Werden Sie einem Gesetzentwurf zustimmen, der Eigenheimbesitzer zum Austausch der Heizung und/oder zu Sanierungsmaßnahmen am Haus nötigt, um klimapolitische Ziele zu erreichen?
Sehr geehrter Herr M.,
vielen Dank für Ihre Frage und Ihr Interesse am Thema Heizungstausch. Ihre Frage ist zwar in der Theorie mit ja oder nein beantwortbar, aber in der Praxis ist es nicht so einfach, denn der Teufel liegt wie überall im Detail. Deshalb fällt meine Antwort auch etwas länger aus und versucht grundsätzliche Fragen mitzubeantworten und auch den Kontext zu beschreiben.
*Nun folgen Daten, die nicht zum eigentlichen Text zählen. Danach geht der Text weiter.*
PR #11784, opened 2023-11-09
mStrainSize and mSpaceDimension by nature are positive integer types

WPK4FEM:
Constitutive laws generally should use kratos/includes/constitutive_law.h . Its member variables mStrainSize and mSpaceDimension are currently double, this PR changes them to SizeType.
That should avoid unnatural type conversions in the places where constitutive_law.h is used. E.g. see applications\StructuralMechanicsApplication\custom_response_functions\adjoint_elements\adjoint_finite_difference_small_displacement_element.cpp at line 168.


RiccardoRossi (approved):

avdg81 (approved):
Nice improvement Wijtze Pieter!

Wohnen wird für immer mehr Menschen unbezahlbar. Ein Grund dafür sind neben den explodierenden Mieten die steigenden Energiekosten für fossile Brennstoffe. Gleichzeitig ist der Wärme- und Gebäudebereich eine der größten Baustellen beim Klimaschutz in Deutschland und für fast 30 Prozent der Treibhausgase in Deutschland verantwortlich. Der Gebäudesektor hat bislang – wie der Verkehrssektor – nichts zum Erreichen der Klimaziele beigetragen. Deshalb ist das Vorhaben der Bundesregierung grundsätzlich richtig, ab 2024 keine neuen Öl- und Gasheizungen mehr einzubauen.
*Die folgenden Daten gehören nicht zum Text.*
PR #11785, opened 2023-11-09
[GeoMechanics] GeoMechanics with Reduced Order Models using Kratos RomApplication

Rbravo555:
This PR implements the required changes in two python scripts of the GeoMechanics application to conform with the format expected by the RomApplication.

**📝 Description**
The RomApplication works with other applications in Kratos by keeping the behaviour of the specific app, while changing only the builder and solver. To do this, the format inside the scripts should match the expectations by the RomApp. For the GeoMechanics application, changes to two files were required:

- In **geo_mechanics_solver.py**  the required functions should be named `_CreateBuilderAndSolver` rather than `_ConstructBuilderAndSolver`, and there should be a function returning the linear solver.

- In **geomechanics_solvers_wrapper.py**, the mechanism inside the RomApp for setting the RomBuilderAndSolver requires the existance of the `CreateSolver` and `CreateSolverByParameters` functions which did not exist as separate entitied but combined into a single function `CreateSolver(model, custom_settings)`.

**🆕 Changelog**
In **geo_mechanics_solver.py**
- changed `_ConstructBuilderAndSolver(self, param1)` ==> `_CreateBuilderAndSolver(self)`
- added method _GetLinearSolver(self)

In **geomechanics_solvers_wrapper.py**
- splitted operations ` CreateSolver(model, custom_settings)` ==>` CreateSolver(model, custom_settings)` + `CreateSolverByParameters(model, custom_settings, parallelism`)

### DIFF
--- a/applications/GeoMechanicsApplication/python_scripts/geomechanics_solvers_wrapper.py
+++ b/applications/GeoMechanicsApplication/python_scripts/geomechanics_solvers_wrapper.py
@@ -40,5 +40,5 @@ def CreateSolverByParameters(model, custom_settings, parallelism):
 
 
 def CreateSolver(model, custom_settings):
-    parallelism =  custom_settings["problem_data"]["parallel_type"].GetString()
+    parallelism = custom_settings["problem_data"]["parallel_type"].GetString()
     return CreateSolverByParameters(model, custom_settings,parallelism)
--- a/applications/GeoMechanicsApplication/python_scripts/geomechanics_solvers_wrapper.py
+++ b/applications/GeoMechanicsApplication/python_scripts/geomechanics_solvers_wrapper.py
@@ -41,4 +41,4 @@ def CreateSolverByParameters(model, custom_settings, parallelism):
 
 def CreateSolver(model, custom_settings):
     parallelism = custom_settings["problem_data"]["parallel_type"].GetString()
-    return CreateSolverByParameters(model, custom_settings,parallelism)
+    return CreateSolverByParameters(model, custom_settings["solver_settings"], parallelism)
--- a/applications/GeoMechanicsApplication/python_scripts/geomechanics_solvers_wrapper.py
+++ b/applications/GeoMechanicsApplication/python_scripts/geomechanics_solvers_wrapper.py
@@ -9,13 +9,7 @@ def CreateSolverByParameters(model, custom_settings, parallelism):
     if (type(custom_settings) != KratosMultiphysics.Parameters):
         raise Exception("input is expected to be provided as a Kratos Parameters object")
 
-    if custom_settings.Has("solver_settings"):
-        params = custom_settings["solver_settings"]
-        #To conform with other apps where only the "solver_settings" are passed
-    else:
-        params = custom_settings
-
-    solver_type_raw = params["solver_type"].GetString()
+    solver_type_raw = custom_settings["solver_type"].GetString()
 
     # Solvers for OpenMP parallelism
     if (parallelism == "OpenMP"):
@@ -35,7 +29,7 @@ def CreateSolverByParameters(model, custom_settings, parallelism):
         raise Exception(err_msg)
 
     module_full_name = 'KratosMultiphysics.GeoMechanicsApplication.' + solver_module_name
-    solver = import_module(module_full_name).CreateSolver(model, params)
+    solver = import_module(module_full_name).CreateSolver(model, custom_settings)
     return solver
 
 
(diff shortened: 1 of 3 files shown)


applications/GeoMechanicsApplication/python_scripts/geomechanics_solvers_wrapper.py
```diff
@@ -30,6 +35,10 @@ def CreateSolver(model, custom_settings):
...
 
     module_full_name = 'KratosMultiphysics.GeoMechanicsApplication.' + solver_module_name
-    solver = import_module(module_full_name).CreateSolver(model, custom_settings["solver_settings"])
-
+    solver = import_module(module_full_name).CreateSolver(model, params)
     return solver
+
+
+def CreateSolver(model, custom_settings):
+    parallelism =  custom_settings["problem_data"]["parallel_type"].GetString()
```
rfaasse: Very minor formatting suggestion
```suggestion
    parallelism = custom_settings["problem_data"]["parallel_type"].GetString()
```

applications/GeoMechanicsApplication/python_scripts/geomechanics_solvers_wrapper.py
```diff
@@ -30,6 +35,10 @@ def CreateSolver(model, custom_settings):
...
+    return CreateSolverByParameters(model, custom_settings,parallelism)
```
rfaasse: @avdg81 and I discussed this part and we believe that if we pass the custom_settings["solver_settings"] here instead of custom_settings, the if-statement in line 12-16 is not needed.
Since in this function we assume anyway we're in the 'top-level' of the parameters (since we are able to get the "problem_data" part out in line 43), we should be able to make the following change
```suggestion
    return CreateSolverByParameters(model, custom_settings["solver_settings"], parallelism)
```

applications/GeoMechanicsApplication/python_scripts/geomechanics_solvers_wrapper.py
```diff
@@ -1,16 +1,21 @@
...
     if (type(custom_settings) != KratosMultiphysics.Parameters):
         raise Exception("input is expected to be provided as a Kratos Parameters object")
 
-    parallelism = custom_settings["problem_data"]["parallel_type"].GetString()
-    solver_type_raw = custom_settings["solver_settings"]["solver_type"].GetString()
+    if custom_settings.Has("solver_settings"):
+        params = custom_settings["solver_settings"]
+        #To conform with other apps where only the "solver_settings" are passed
+    else:
+        params = custom_settings
```
rfaasse: As mentioned in the comment for line 44, we believe we don't need to check if we're dealing with 'general' parameters or 'solver_settings' if we pass on the solver_settings from the CreateSolver function

applications/GeoMechanicsApplication/python_scripts/geomechanics_solvers_wrapper.py
```diff
@@ -1,16 +1,21 @@
 import KratosMultiphysics
 from importlib import import_module
 
-def CreateSolver(model, custom_settings):
 
+def CreateSolverByParameters(model, custom_settings, parallelism):
```
rfaasse, line 5: If possible within the limits of the framework, I would propose to rename this function to CreateSolverBySolverSettings to make it even more clear that the "solver_settings" should be passed to this function

rfaasse (commented):
@Rbravo555 Since I replaced @huhaas in the Kratos GeoMechanics team, I picked up this review while discussing the PR with @avdg81 and @markelov208 

Thanks for making the geo solver wrapper consistent with other applications and doing a bit more clean-up! The PR looks clean, we just have a few suggestions to make the changes a bit simpler.

applications/GeoMechanicsApplication/python_scripts/geomechanics_solvers_wrapper.py
Rbravo555: I agree that your proposed name is more descriptive, as it reflects reliance on solver_settings. However, this function is consistently named CreateSolverByParameters across multiple applications in Kratos, this consistency is crucial for the RomApplication. 

Given the implications of renaming a function that is widely used, this change would require consideration and approval by the Technical Committee. I will certainly forward your proposal to them for review.

For the time being, we will maintain the current naming convention to ensure compatibility and consistency across applications. We appreciate your understanding and value your input in this matter.

rfaasse: Thank you for taking it into consideration and explaining the situation, then indeed it is out of scope to change the name in this PR. Also, thank you for implementing the other suggestions, the PR looks ready for merging now from my point of view!

rfaasse (approved):
As mentioned, thank you for processing the suggestions, this PR is ready for merge from my point of view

Um das Gesetz gibt es jede Menge Hickhack, die Kommunikationspolitik der Ampel und vieler irreführender Informationen, die in der Öffentlichkeit verbreitet werden (gerade was den Aspekt des Zwangsaustausches oder der Höhe notwendiger Sanierungskosten betrifft). Ich bin Fachfrau für Digitalpolitik, habe also Fachleute für das Heizungsthema zu Rate gezogen und auch aus meinem Umfeld erfahren, dass z.B. gar nicht bei allen älteren Häusern beim Umstieg auf eine Wärmepumpe so teure und umfangreiche Sanierungen nötig sind, wie es hier und da zu lesen war. Und natürlich muss man auch berücksichtigen, dass nach einer Sanierung und mit einer umweltfreundlichen Heizung die Betriebskosten ganz erheblich sinken, was natürlich auch Einsparungen bedeutet.
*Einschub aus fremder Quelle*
PR #11790, opened 2023-11-10
[CORE]  New compilation options

roigcarlo:
**📝 Description**

This adds some new options for Kratos compilation and changes how the CI performs the compilation. Some of these set of changes should ease the process to convert Kratos and apps to discoverable CMake "modules" (@mpentek).

This also allows to fix the disk problems in the CI/FullDebug

List of new compilation options:

- `EXCLUDE_KRATOS_CORE=[ON/OFF]`: If set to `ON` allows the core to be excluded from a compilation. Default `OFF`
- `EXCLUDE_AUTOMATIC_DEPENDENCIES=[ON/OFF]`: If set to `ON` allows cmake to ignore the application dependencies specified in the cmake file of the applications. Default `OFF` 

List of changes made to the cmake files:

- Kratos core can now be included as a pre-compiled library which will be searched in the default install directory.
- Trilinos can now be find even if trilinos application is not selected
- `MappingMPIExtension` was renamed to `MeshTrilinosExtension`, as was mainly as it relies on the `EPETRA_EV` vector. Note that with this change CoSimApplication is the only a application with a pure non trilinos mpi extension
- Added explicit include trilinos dir to the extension projects
- Rom Application now correctly adds includes from Eigen/MKL/LinearSolvers

List of changes in the CI:

- Compilation has been layered into stages. At the end of each stage, C++ artifacts are cleaned. With the new compilation options is possible to maintain the libraries 
    - First stage compiles the core and direct core components (Linear Solvers, Metis and Trilinos)
    - Second stage compiles utilities ( No physics apps like: Mapping, Meshing, HDF5, MED, etc... ) 
    - Third stage compiles core applications ( List is not final )
    - Fourth stage compiles the rest.


loumalouomega:
> **📝 Description** Live testing for the new compilation options for linux
> 
> @loumalouomega Do not approve or merge this, its only for testing against the real CI.

It is not fair :(

roigcarlo:
Close as I finally managed to test the CI locally :D

roigcarlo:
@philbucher This PR may have implications about your recent PR with the selective compilation

roigcarlo:
Na, just making sure everything works, when we have the final list I'll put it here.

I would say that once we decide the apps we will merge, if I manage to solve the issues before, it can be merged and the move the apps accordingly latter.

TBH, I wanted to have it working today, but mpi problems ....

philbucher:
> Na, just making sure everything works, when we have the final list I'll put it here.
> 
> I would say that once we decide the apps we will merge, if I manage to solve the issues before, it can be merged and the move the apps accordingly latter.

Then probably better if I wait. Feel free to review it though ;) 
#11925

> 
> TBH, I wanted to have it working today, but mpi problems ....

Is trilinos not compiling? Check [this commit](https://github.com/KratosMultiphysics/Kratos/pull/11925/commits/2518c2969473778af0c55c4fbb26399a3e05be53) which fixed it for me, there is some manual parsing (which is IMO not very generic/robust) going on which can mess things up:
https://github.com/KratosMultiphysics/Kratos/blob/dcf62e1a5d4dd6bc8f96988b1f7c36b317ab982d/cmake_modules/FindTRILINOS.cmake#L16

roigcarlo:
Nono, is not trilinos, now is PARMMG with gcc

applications/MappingApplication/tests/blade_mapping_test.py
```diff
@@ -3,7 +3,7 @@
 default_data_comm = KM.Testing.GetDefaultDataCommunicator()
 if default_data_comm.IsDistributed():
     from KratosMultiphysics import mpi as KratosMPI
-    from KratosMultiphysics.MappingApplication import MPIExtension as MappingTrilinosExtension
+    from KratosMultiphysics.MappingApplication import TrilinosExtension as MappingTrilinosExtension
```
philbucher: nooo, please dont change this :D

I know it technically still depends on trilinos, but the plan is to replace with the Kratos-CSR matrix to drop the dependency entirely!

applications/MeshMovingApplication/trilinos_extension/CMakeLists.txt
```diff
@@ -15,6 +15,7 @@ file(
 ## Python module
 pybind11_add_module( KratosMeshMovingTrilinosExtension MODULE THIN_LTO ${KRATOS_MESH_MOVING_TRILINOS_EXTENSION_PYTHON_INTERFACE_SOURCES} )
 
+target_include_directories(KratosMeshMovingTrilinosExtension SYSTEM PUBLIC ${TRILINOS_INCLUDE_DIR})
```
philbucher, line 18: Are you sure this is necessary? The `KratosTrilinosCore` target already does this, IMO it should propagate. Since it worked so far I think the problem is somewhere else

Richtig ist aber ganz sicher, dass für viele Hausbesitzer:innen eine Sanierung nötig ist, wenn bei einem (ohnehin nötigen) Heizungsneukauf eine Wärmepumpe statt Öl/Gasheizung eingebaut wird. Dafür muss es natürlich hinreichende Unterstützung geben für alle die, die sich das gar nicht leisten können. Das hat die Bundesregierung zwar stets versprochen, aber noch liegt mir die finale Fassung des Gesetzes gar nicht vor, also läßt sich die konkrete Folge für verschiedene Fälle noch gar nicht sinnvoll bewerten. Aber für DIE LINKE wird entscheidend sein, wie sozial gerecht das Gesetz ausgestaltet ist.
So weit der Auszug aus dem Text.